Морок Анивы (страница 9)

Страница 9

Неподалёку от села Дачное водитель приоткрыл окно. В салоне ощутимо запахло морем, и сонливость уступила место предвкушению. Доверившись навигатору, Соня ждала справа залив Анива. Искала малейший просвет в полосе чёрных кустов. Не находила и расстраивалась. Потом кусты расступились. За ними открылся туманный простор. Соня всё равно не увидела залив, но ощутила его присутствие. Облизнула губы и уловила вкус соли. Попробовала вспомнить, когда в последний раз была на море. Осознала, что на море ей бывать не доводилось, затем вернулась к мысли о том, зачем едет в Корсаков, и на неё навалилась тревога. Залив больше не радовал. Его во́ды унесли не одну жизнь. Возможно, и Пашину тоже.
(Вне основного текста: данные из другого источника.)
PR #1240, opened 2022-10-26
Use the detected distribution version

keszybz:
I used mkosi without any explicit distro/version parameters and was a bit surprised that it built for Fedora 36 by default after successfully detecting that it's running on Fedora 37. I don't think this makes much sense. Let's use the same distro+version combination as what is detected. This is more likely to be what users expect, and also avoids the awkward issue that when we hardcode some default version, this version is likely to be "wrong" (not the latest) until both the distro and we make a release.

### DIFF
--- a/NEWS.md
+++ b/NEWS.md
@@ -44,6 +44,8 @@
 - Split dm-verity artifacts default names have been changed to match what
   `systemd` and other tools expect: `image.root.raw`, `image.root.verity`,
   `image.root.roothash`, `image.root.roothash.p7s` (same for `usr` variants).
+- `mkosi` will again default to the same OS release as the host system when the
+  host system uses the same distribution as the image that's being built.
 
 ## v13
 
--- a/mkosi/__init__.py
+++ b/mkosi/__init__.py
@@ -5864,6 +5864,9 @@ def load_distribution(args: argparse.Namespace) -> argparse.Namespace:
         if args.distribution is None:
             args.distribution = d
 
+        if args.distribution == d and args.release is None:
+            args.release = r
+
     if args.distribution is None:
         die("Couldn't detect distribution.")
 


DaanDeMeyer:
I removed this because it means the image distro version that gets built can depend on the host that is being built from. If you build on the same distro, the version will suddenly be different than if you're building from another distro. I don't think we should discard the consistency that the version that gets built is always the same.

keszybz:
If we're using autodetection, the image that gets built already depends on the host. But we're making a somewhat arbitrary choice to detect the host distro, but for the version, use something unrelated. I think that this results in very surprising behaviour, it certainly "broke" mkosi-initrd. (Things still boot with a mismatched distro version, but that's not what is wanted.)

Соня едва разглядела погружённую в сон, будто заброшенную Третью Падь, а Вторую и Первую Падь не увидела вовсе – дорога повела в сторону от побережья, и об их существовании Соня узнала лишь по высвеченным фарами указателям. Следом заметила указатель «Корсаков», но сам город начался не сразу, да и начался как-то урывками, неуверенно. Ближе к железнодорожному вокзалу появились уличные фонари, в домах проклюнулись огоньки зажжённых ламп, и Соня наконец почувствовала, что действительно едет по городу. Дорога по-прежнему пустовала. Соня уточнила, правда ли автобус до Новикова отправляется с автовокзала.
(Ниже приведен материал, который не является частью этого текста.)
Issue #1238, opened 2022-10-25
ssh file not found authorized_keys


williamcroberts:
This was discovered on Version 13, but appears to be fixed on master. I just wanted some archive in case others have issues, but this ticket could likely just be closed.

When attempting to copy the public key to the remote images authorized_keys file, the parent path does not exist and the following    exception is thrown[1]:
```
    ‣  Generating SSH key pair…
    ‣  (Unmounting image)
    ‣  (Detaching /dev/loop17)
    Traceback (most recent call last):
      File "/home/wcrobert/workspace/mkosi/mkosi/__init__.py", line 7357, in setup_ssh
        copy_file(f"{f.name}.pub", authorized_keys)
      File "/home/wcrobert/workspace/mkosi/mkosi/__init__.py", line 614, in copy_file
        with open_close(newpath, os.O_WRONLY | os.O_CREAT | os.O_EXCL, st.st_mode) as newfd:
      File "/usr/lib/python3.8/contextlib.py", line 113, in __enter__
        return next(self.gen)
      File "/home/wcrobert/workspace/mkosi/mkosi/__init__.py", line 571, in open_close
        fd = os.open(path, flags | os.O_CLOEXEC, mode)
    FileNotFoundError: [Errno 2] No such file or directory: '/var/tmp/mkosi-_0v_4emp/root/root/.ssh/authorized_keys'
   ``` 
The path only existed up to "/var/tmp/mkosi-_0v_4emp/root", thus a mkdir
with -p semantics is required to create the full path, add that in.
    
[1] Note line numbers are off due to having some print's scattered
through the code for debugging.

This was my patch for v13:
```diff
diff --git a/mkosi/__init__.py b/mkosi/__init__.py
index 4419975267f7..213d77cc2134 100644
--- a/mkosi/__init__.py
+++ b/mkosi/__init__.py
@@ -7099,6 +7099,7 @@ def configure_ssh(state: MkosiState, cached: bool) -> Optional[TextIO]:
                 stdout=subprocess.DEVNULL,
             )
 
+        os.makedirs(os.path.dirname(authorized_keys), exist_ok=True)
         copy_file(f"{f.name}.pub", authorized_keys)
         os.remove(f"{f.name}.pub")
```

williamcroberts:
@behrmann added PR and change you suggested. Seems fine locally :-p

PR #1241, opened 2022-10-26
ssh: fix copy_file for authorized_keys

williamcroberts:
When attempting to copy the public key to the remote images authorized_keys file, the parent path does not exist and the following exception is thrown[1]:
‣  Generating SSH key pair…
‣  (Unmounting image)
‣  (Detaching /dev/loop17)
  File "/home/wcrobert/workspace/mkosi/mkosi/__init__.py", line 7357, in setup_ssh
    copy_file(f"{f.name}.pub", authorized_keys)
  File "/home/wcrobert/workspace/mkosi/mkosi/__init__.py", line 614, in copy_file
    with open_close(newpath, os.O_WRONLY | os.O_CREAT | os.O_EXCL, st.st_mode) as newfd:
  File "/usr/lib/python3.8/contextlib.py", line 113, in __enter__
    return next(self.gen)
  File "/home/wcrobert/workspace/mkosi/mkosi/__init__.py", line 571, in open_close
    fd = os.open(path, flags | os.O_CLOEXEC, mode)
FileNotFoundError: [Errno 2] No such file or directory: '/var/tmp/mkosi-_0v_4emp/root/root/.ssh/authorized_keys'

The path only existed up to "/var/tmp/mkosi-_0v_4emp/root", thus a mkdir with -p semantics is required to create the full path, add that in.

[1] Note line numbers are off due to having some print's scattered through the code for debugging.

Fixes: #1238

Signed-off-by: William Roberts <william.c.roberts@intel.com>

### DIFF
--- a/mkosi/__init__.py
+++ b/mkosi/__init__.py
@@ -7099,6 +7099,7 @@ def configure_ssh(state: MkosiState, cached: bool) -> Optional[TextIO]:
                 stdout=subprocess.DEVNULL,
             )
 
+        authorized_keys.parent.mkdir(parents=True, exist_ok=True)
         copy_file(f"{f.name}.pub", authorized_keys)
         os.remove(f"{f.name}.pub")
 


behrmann:
LGTM, although thinking about it, maybe this shouldn't even have `parents=True`, since if `/root` doesn't exist something's fishy anyway, so we only need to create a single directory and don't need `mkdir -p` semantics.

williamcroberts:
> LGTM, although thinking about it, maybe this shouldn't even have `parents=True`, since if `/root` doesn't exist something's fishy anyway, so we only need to create a single directory and don't need `mkdir -p` semantics.

You need 2 directories, hence `-p` semantics. Mine was missing `root/.ssh/` of  `/root/root/.ssh/`. I tried to get that wording into the commit message as, "The path only existed up to "/var/tmp/mkosi-_0v_4emp/root" and the stack trace shows, "/var/tmp/mkosi-_0v_4emp/root/root/.ssh/authorized_keys"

Водитель долго молчал и, казалось, готовился подробно объяснить, где ждать автобус, но в итоге пожал плечами:

– Надо местных спрашивать. Но помню, где тут хорошие пянсе с капустой.

Чуть позже добавил:

– Их быстро сметают. Вкусные, собака. По девяносто рублей.

Потом спросил:

– Показать? Это на Гвардейской.

Соня отказалась и, рассчитавшись с водителем, вышла из машины. Ждала полноценный автовокзал с перронами и кассой, но встретила сиротливую остановку и обшитую белым сайдингом контору с табличкой «Корсаковский автокомбинат». Контора была закрыта. Соня стояла на усыпанном тополиными серёжками тротуаре и всматривалась в жёлтый туман. Пуская первые отблески зари, он ослаб, и неподалёку Соня разглядела светящийся знак «Я люблю Корсаков». За ним возвышалось двухэтажное здание. Кажется, торговый центр. Хорошо хоть, дождь перестал.
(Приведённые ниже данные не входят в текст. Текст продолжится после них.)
PR #1246, opened 2022-10-27
Print summary to stdout, use colour

keszybz:


DaanDeMeyer (approved):

mkosi/__init__.py
```diff
@@ -6791,24 +6786,62 @@ def cache_image_path(config: MkosiConfig, is_final_image: bool) -> Optional[Path
...
+            config.output_checksum if config.checksum else None,
+            config.output_signature if config.sign else None,
+            config.output_bmap if config.bmap else None,
+            config.output_nspawn_settings if config.nspawn_settings is not None else None,
+            config.output_root_hash_file if config.verity else None,
+            config.output_sshkey if config.ssh else None,
+            config.output_split_root if config.split_artifacts else None,
+            config.output_split_verity if config.split_artifacts else None,
+            config.output_split_verity_sig if config.split_artifacts else None,
+            config.output_split_kernel if config.split_artifacts else None,
```
behrmann, line 6843: Is there a reason to add indentation here? It's a lot of churn for at most a small gain in readability.

mkosi/__init__.py
```diff
@@ -6791,24 +6786,62 @@ def cache_image_path(config: MkosiConfig, is_final_image: bool) -> Optional[Path
...
+        raise OSError(errno.ENOENT, 'Not a normal file')
+    if not os.access(path, os.X_OK):
+        raise OSError(errno.ENOENT, 'Not executable')
+    return None
+
+
+def check_inputs(config: MkosiConfig) -> None:
+    try:
+        for tree in (config.skeleton_trees,
+                     config.extra_trees):
```
behrmann, line 6814:
```suggestion
        for tree in (config.skeleton_trees, config.extra_trees):
```
since the line is very short already

behrmann (commented):
Mostly LGTM. The first commit in the series makes a lot of churn and apart from that we did get all prints in mkosi to go through this class (except for some newer cases where we did drop the ball a bit), but it makes sense to print to stdout here and there is little gain to add basically a normal print to `MkosiPrinter` and use that. That's just the same thing with additional steps.

Some style nits, since we always disagree there. :)

behrmann:
CI failure is unrelated

mkosi/__init__.py
keszybz: Hmm, this is on separate lines on purpose, to match the style of following loop. They both have lists of config options to go over, and I think it's nice to have the same structure.

mkosi/__init__.py
keszybz: I dropped this chunk now.

keszybz:
All CI failures are network-related. I dropped that chunk that @behrmann didn't like, so I think this can be merged.

PR #1347, opened 2023-02-14
Fix need_cache_trees()

DaanDeMeyer:


DaanDeMeyer:
Let's merge since these are trivial fixes/improvements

В расписании на остановке значился маршрут, не имевший никакого отношения к Новикову. Соня не нашла ни намёка на нужный пятьсот двадцать первый автобус и только выяснила, где купить тёплые полы из Южной Кореи, куда обратиться за юридической консультацией призывникам и кто поможет бездомным «нарко-алкозависимым людям, а также людям, попавшим в трудную жизненную ситуацию и освободившимся из мест лишения свободы».

Уличные фонари погасли. Жёлтый ночной туман стал бледно-серым утренним туманом. Обеспокоенные этой переменой, закричали вороны. Соня удивилась, как насмешливо звучат их голоса. Увидела на заборе чайку и поняла, что кричат не вороны, а чайки. До отправления автобуса оставалось меньше получаса, и Соня пошла к торговому центру в надежде кого-нибудь найти, пусть даже бездомного и нарко-алкозависимого.

Торговый центр был закрыт. Людей поблизости не оказалось. Соня заметила ещё две остановки у дорожного кармана и поторопилась к ним. Табличек и расписания маршрутов не отыскала. Так и металась между тремя остановками, не зная, к какой прибиться, а к шести часам из арки автокомбината начали выезжать автобусы. Соня пугала себя тем, что таксист ошибся адресом. С ужасом думала, что на сутки застрянет в Корсакове – скучном городке на тридцать тысяч жителей. Ловила первых прохожих, и каждый говорил, что про новиковский автобус не слышал. Ругала себя за то, что не вошла в арку автокомбината и не попыталась поймать сторожа, когда для этого ещё было время, а потом различила, как из тумана выезжает белый пазик «Вектор». Он не спеша подъехал к остановке у дорожного кармана и продемонстрировал простенькую табличку «Новиково» под лобовым стеклом.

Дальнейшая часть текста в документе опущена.